● **TASK ITEM**:
What is the count of lines in the data that hold the string "anything"? State the number alone.
★ ★ ★ ★ ★
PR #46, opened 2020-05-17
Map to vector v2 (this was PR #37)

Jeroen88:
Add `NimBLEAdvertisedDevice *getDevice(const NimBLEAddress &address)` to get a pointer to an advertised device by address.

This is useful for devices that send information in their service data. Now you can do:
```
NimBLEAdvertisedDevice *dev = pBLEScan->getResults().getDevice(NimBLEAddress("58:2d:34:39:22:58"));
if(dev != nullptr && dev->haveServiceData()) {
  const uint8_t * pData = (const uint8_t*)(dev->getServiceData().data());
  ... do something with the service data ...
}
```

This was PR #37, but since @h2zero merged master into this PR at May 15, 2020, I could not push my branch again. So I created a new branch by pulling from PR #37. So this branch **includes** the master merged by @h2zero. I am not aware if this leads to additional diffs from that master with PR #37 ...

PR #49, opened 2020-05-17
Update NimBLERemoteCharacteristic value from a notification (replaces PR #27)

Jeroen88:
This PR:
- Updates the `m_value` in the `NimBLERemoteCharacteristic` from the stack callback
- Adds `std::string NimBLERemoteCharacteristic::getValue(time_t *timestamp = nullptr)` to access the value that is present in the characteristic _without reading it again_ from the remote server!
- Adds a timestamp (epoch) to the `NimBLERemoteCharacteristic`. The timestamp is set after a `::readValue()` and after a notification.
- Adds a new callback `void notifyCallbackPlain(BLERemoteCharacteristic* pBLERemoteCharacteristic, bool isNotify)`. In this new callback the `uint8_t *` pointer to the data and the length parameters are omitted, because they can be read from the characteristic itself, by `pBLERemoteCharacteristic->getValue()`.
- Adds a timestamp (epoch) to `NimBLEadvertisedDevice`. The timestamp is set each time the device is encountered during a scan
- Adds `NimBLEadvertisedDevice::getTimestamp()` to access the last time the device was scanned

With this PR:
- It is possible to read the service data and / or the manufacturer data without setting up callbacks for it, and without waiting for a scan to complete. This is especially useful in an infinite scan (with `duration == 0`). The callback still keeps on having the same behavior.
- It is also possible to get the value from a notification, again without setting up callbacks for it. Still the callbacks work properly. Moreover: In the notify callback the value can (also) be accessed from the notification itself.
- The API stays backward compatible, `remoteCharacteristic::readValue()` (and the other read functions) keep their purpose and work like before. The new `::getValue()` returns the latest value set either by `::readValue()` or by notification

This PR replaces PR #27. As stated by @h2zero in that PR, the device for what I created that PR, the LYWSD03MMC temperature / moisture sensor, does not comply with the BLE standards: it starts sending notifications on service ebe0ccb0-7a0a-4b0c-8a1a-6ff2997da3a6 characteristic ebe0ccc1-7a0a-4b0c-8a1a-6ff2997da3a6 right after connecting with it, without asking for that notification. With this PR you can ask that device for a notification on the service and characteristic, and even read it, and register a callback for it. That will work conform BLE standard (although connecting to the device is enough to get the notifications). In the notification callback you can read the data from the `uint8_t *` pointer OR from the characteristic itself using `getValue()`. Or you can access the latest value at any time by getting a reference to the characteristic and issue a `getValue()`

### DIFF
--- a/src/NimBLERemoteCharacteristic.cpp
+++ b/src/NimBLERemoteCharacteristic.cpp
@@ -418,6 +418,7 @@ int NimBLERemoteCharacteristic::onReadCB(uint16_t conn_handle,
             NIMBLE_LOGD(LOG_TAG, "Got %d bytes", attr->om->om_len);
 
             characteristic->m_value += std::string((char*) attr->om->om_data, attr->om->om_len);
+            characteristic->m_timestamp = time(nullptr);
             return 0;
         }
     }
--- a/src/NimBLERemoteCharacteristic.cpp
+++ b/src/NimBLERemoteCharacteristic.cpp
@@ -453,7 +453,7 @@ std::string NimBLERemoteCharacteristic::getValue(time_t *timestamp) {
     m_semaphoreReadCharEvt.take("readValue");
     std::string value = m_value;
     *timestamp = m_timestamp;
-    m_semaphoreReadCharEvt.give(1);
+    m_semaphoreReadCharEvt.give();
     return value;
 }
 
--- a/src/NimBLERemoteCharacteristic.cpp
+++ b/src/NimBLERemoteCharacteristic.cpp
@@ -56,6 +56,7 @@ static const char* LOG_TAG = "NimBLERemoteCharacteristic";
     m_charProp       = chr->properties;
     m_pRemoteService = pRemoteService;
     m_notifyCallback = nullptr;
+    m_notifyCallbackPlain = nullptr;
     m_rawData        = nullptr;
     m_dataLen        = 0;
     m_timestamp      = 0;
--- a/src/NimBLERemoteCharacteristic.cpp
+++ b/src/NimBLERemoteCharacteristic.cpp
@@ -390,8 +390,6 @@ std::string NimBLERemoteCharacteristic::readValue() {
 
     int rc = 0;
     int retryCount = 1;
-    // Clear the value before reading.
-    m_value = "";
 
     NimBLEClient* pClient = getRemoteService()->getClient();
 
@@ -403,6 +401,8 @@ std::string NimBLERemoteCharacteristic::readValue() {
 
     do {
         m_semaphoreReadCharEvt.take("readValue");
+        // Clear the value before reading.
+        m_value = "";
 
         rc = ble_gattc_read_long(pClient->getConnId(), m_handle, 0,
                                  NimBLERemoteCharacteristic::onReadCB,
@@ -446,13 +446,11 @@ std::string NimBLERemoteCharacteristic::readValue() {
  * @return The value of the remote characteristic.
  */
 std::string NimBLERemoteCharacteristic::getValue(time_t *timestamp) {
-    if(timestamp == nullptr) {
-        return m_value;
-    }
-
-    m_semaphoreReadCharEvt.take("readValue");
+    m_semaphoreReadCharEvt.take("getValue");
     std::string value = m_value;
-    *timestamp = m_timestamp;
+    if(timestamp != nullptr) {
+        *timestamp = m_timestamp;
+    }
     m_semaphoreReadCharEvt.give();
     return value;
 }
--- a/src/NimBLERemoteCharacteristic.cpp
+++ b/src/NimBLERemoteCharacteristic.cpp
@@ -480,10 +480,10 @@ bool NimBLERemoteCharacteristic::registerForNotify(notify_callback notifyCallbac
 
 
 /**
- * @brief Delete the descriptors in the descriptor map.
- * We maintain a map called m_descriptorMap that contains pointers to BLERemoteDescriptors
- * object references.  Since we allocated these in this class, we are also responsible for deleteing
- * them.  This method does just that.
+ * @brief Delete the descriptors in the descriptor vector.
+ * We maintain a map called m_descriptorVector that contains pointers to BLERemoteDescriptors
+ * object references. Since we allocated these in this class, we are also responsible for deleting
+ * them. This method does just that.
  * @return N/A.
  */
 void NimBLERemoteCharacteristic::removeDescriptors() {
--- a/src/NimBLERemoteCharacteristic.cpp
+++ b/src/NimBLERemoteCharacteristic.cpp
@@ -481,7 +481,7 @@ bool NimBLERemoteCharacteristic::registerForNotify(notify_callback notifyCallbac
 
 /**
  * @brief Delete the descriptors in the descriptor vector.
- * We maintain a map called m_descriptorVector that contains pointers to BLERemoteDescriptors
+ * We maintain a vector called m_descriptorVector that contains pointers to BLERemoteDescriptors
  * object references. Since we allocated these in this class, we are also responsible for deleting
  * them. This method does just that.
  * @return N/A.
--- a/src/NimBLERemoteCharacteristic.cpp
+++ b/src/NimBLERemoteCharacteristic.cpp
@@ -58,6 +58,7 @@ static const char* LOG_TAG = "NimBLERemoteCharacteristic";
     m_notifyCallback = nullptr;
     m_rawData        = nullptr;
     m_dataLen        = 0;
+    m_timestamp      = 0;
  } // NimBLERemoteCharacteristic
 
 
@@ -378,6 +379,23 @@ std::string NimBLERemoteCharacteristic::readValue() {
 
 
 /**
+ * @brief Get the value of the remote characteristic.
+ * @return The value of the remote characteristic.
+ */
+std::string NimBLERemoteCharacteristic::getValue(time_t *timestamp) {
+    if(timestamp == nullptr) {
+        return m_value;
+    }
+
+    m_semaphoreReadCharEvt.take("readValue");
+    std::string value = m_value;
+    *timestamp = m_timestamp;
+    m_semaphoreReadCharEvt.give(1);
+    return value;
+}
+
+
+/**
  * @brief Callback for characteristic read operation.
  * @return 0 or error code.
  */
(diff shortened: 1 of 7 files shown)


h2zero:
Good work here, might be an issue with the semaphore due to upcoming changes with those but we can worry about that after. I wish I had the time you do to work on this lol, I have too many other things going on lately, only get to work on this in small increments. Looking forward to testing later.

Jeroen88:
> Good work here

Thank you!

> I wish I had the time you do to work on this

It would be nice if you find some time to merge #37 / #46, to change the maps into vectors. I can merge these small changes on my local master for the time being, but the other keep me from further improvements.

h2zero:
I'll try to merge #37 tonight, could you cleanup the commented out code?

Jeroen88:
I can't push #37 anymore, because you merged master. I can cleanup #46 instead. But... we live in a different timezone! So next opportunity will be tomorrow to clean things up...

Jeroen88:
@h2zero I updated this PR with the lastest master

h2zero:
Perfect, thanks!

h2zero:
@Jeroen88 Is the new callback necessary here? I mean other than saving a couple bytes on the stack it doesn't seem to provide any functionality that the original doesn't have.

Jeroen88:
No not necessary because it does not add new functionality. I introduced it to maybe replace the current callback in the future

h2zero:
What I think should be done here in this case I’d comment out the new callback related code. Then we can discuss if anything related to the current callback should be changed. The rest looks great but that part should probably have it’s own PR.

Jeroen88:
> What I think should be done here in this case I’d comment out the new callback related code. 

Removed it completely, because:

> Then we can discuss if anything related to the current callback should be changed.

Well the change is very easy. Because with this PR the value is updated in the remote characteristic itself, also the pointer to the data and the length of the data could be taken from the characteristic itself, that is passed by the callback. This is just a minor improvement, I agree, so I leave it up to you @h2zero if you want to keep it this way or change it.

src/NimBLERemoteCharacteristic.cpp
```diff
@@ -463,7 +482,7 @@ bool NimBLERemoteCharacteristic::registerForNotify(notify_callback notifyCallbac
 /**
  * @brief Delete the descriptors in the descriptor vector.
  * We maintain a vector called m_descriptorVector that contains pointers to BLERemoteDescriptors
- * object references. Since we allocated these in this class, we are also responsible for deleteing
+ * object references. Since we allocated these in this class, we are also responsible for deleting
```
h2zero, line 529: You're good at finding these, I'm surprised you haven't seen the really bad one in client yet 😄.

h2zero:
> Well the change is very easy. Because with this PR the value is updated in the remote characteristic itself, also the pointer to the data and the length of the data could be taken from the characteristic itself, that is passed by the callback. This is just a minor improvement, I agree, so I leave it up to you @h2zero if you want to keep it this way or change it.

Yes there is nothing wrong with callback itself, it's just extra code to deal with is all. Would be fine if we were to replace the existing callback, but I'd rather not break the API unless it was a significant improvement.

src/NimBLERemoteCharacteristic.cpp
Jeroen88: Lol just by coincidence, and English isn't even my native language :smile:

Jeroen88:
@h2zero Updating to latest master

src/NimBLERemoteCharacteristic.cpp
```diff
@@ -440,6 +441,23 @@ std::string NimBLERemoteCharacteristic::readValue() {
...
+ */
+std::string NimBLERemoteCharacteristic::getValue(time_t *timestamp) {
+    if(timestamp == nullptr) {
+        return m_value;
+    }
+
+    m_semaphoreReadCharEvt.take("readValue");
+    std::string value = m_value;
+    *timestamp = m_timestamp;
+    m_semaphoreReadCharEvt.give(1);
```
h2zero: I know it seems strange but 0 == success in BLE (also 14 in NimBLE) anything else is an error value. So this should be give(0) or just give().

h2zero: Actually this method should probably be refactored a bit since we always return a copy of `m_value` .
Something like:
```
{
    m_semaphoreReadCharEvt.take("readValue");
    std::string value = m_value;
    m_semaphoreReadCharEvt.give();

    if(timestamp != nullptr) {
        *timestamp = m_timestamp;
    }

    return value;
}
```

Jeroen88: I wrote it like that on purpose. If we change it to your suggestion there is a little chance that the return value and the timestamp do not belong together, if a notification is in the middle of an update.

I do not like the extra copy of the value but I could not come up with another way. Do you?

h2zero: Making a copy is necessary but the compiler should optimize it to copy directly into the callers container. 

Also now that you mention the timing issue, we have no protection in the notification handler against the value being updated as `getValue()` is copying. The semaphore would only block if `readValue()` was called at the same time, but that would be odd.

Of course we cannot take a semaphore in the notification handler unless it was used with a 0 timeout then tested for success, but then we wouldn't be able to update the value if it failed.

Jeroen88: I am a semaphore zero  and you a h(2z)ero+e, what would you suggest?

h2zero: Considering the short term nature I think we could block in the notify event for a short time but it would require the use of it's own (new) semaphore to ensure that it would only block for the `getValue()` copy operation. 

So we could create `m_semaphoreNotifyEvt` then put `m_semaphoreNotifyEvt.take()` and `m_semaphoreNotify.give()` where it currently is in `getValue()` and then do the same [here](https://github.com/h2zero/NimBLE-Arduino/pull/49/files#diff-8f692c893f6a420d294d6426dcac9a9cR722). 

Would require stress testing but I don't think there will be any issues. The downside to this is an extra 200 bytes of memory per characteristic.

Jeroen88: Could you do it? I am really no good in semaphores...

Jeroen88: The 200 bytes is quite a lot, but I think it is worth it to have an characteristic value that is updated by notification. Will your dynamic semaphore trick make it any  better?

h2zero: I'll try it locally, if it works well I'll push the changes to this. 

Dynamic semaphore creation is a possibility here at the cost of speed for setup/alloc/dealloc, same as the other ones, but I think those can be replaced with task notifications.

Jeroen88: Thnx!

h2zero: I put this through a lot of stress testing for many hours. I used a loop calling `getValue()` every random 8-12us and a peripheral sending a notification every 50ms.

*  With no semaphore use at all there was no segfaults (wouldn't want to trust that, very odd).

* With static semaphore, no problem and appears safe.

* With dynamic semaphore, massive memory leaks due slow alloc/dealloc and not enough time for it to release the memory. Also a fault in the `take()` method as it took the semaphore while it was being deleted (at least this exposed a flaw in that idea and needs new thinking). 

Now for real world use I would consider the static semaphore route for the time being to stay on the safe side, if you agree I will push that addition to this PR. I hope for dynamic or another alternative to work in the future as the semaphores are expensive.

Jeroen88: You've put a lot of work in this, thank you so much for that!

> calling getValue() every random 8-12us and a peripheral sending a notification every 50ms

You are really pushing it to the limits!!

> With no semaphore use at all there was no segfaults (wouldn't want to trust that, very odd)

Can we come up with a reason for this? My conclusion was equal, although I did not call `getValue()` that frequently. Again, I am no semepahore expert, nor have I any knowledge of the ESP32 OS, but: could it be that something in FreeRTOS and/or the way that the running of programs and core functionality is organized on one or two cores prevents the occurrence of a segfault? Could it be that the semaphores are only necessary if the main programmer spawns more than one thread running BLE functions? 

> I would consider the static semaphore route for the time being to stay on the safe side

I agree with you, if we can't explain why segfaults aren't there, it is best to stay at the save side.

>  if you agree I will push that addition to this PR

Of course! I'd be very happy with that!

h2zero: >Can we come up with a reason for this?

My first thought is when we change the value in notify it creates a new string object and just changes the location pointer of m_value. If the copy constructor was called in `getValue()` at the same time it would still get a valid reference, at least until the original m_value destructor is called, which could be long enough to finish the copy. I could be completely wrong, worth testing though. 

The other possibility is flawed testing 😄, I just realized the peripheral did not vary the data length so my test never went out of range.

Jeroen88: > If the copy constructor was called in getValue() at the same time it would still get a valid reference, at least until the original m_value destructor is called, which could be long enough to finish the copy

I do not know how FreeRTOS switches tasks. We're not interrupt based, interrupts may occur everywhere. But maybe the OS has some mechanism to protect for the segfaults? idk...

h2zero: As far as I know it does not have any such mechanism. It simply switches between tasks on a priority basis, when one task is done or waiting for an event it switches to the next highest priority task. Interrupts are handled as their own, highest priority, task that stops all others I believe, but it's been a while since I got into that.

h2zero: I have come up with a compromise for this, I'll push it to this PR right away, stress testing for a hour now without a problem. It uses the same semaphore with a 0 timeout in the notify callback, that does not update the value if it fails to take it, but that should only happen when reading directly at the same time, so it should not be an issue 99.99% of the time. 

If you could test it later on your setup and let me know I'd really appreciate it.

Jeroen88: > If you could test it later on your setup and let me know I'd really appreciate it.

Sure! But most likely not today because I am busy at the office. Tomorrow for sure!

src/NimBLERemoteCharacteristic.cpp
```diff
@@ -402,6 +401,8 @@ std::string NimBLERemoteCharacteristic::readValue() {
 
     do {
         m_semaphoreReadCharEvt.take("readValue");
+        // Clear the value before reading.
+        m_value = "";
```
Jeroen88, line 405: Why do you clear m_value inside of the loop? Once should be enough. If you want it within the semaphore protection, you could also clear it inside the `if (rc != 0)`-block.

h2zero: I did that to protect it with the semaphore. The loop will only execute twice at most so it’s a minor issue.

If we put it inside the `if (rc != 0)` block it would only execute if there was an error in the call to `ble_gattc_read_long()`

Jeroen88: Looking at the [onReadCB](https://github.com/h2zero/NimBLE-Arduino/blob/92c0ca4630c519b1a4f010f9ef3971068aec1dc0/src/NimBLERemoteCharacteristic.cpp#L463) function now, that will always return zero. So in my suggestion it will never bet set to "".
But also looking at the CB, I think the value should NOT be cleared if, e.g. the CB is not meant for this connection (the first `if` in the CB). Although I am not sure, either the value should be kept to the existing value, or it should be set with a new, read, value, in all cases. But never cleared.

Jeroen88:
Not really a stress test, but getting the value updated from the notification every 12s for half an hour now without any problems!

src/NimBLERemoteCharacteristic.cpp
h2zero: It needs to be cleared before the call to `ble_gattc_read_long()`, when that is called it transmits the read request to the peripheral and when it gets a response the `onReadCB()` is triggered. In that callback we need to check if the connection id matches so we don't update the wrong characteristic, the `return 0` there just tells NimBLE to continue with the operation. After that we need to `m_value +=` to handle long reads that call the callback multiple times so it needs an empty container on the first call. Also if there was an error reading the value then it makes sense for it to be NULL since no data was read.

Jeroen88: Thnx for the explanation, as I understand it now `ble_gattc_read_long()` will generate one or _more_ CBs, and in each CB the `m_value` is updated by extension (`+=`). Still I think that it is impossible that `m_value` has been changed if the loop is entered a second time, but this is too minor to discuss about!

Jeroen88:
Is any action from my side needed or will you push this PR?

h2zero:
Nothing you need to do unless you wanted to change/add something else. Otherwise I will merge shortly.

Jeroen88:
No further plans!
★ ★ ★ ★ ★
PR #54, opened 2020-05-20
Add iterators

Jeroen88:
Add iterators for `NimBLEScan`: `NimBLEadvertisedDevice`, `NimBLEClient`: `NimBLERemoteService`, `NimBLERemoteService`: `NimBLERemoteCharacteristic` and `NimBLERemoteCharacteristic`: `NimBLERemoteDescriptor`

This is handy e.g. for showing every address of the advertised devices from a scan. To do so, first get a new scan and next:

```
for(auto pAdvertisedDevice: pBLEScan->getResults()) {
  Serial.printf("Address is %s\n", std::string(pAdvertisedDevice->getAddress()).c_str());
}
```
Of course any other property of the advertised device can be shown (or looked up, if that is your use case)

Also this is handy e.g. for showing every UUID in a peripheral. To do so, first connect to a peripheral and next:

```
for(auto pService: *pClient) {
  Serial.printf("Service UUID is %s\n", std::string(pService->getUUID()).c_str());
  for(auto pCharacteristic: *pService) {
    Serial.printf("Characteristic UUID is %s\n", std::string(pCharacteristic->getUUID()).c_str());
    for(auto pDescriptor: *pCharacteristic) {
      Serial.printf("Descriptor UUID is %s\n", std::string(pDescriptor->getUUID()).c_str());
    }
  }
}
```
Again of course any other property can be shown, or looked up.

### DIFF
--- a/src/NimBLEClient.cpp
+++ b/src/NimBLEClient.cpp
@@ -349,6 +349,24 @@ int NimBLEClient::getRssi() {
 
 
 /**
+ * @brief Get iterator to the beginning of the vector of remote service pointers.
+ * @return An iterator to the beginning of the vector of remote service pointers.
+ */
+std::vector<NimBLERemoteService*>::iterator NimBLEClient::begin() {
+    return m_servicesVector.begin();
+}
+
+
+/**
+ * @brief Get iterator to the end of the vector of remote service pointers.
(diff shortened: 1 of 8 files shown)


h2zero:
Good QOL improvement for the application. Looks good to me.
★ ★ ★ ★ ★
● **ANSWER TO THIS TASK**:
3